• **Requirement**
The records below must be copied in full, exactly as they read.

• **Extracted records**
========
PR #1445, opened 2024-08-15
inventory: set any weapon to default on pickup if unarmed

### LINKED ISSUE #1443: Set default weapon on pickup
If Lara picks up a gun that's not the pistols, it should (perhaps optionally) become the default gun.
See https://github.com/LostArtefacts/TR1X/pull/1442#pullrequestreview-2237460540

I'm not sure that this is a bug, rather a missing feature from OG.

walkawayy:
Resolves #1443.

#### Checklist

#### Description
Set Lara's default weapon to any weapon she picks up when unarmed, not just pistols.

If you want to move this to 4.4 that's fine, but it seems like it's easy to implement and related to the other gun fixes. I thought we could maybe squeeze it in if there's no bugs.  I attached a build for @aredfan to test.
========
• **Result of this task**
PR #1445, opened 2024-08-15
inventory: set any weapon to default on pickup if unarmed

### LINKED ISSUE #1443: Set default weapon on pickup
If Lara picks up a gun that's not the pistols, it should (perhaps optionally) become the default gun.
See https://github.com/LostArtefacts/TR1X/pull/1442#pullrequestreview-2237460540

I'm not sure that this is a bug, rather a missing feature from OG.

walkawayy:
Resolves #1443.

#### Checklist

#### Description
Set Lara's default weapon to any weapon she picks up when unarmed, not just pistols.

If you want to move this to 4.4 that's fine, but it seems like it's easy to implement and related to the other gun fixes. I thought we could maybe squeeze it in if there's no bugs.  I attached a build for @aredfan to test.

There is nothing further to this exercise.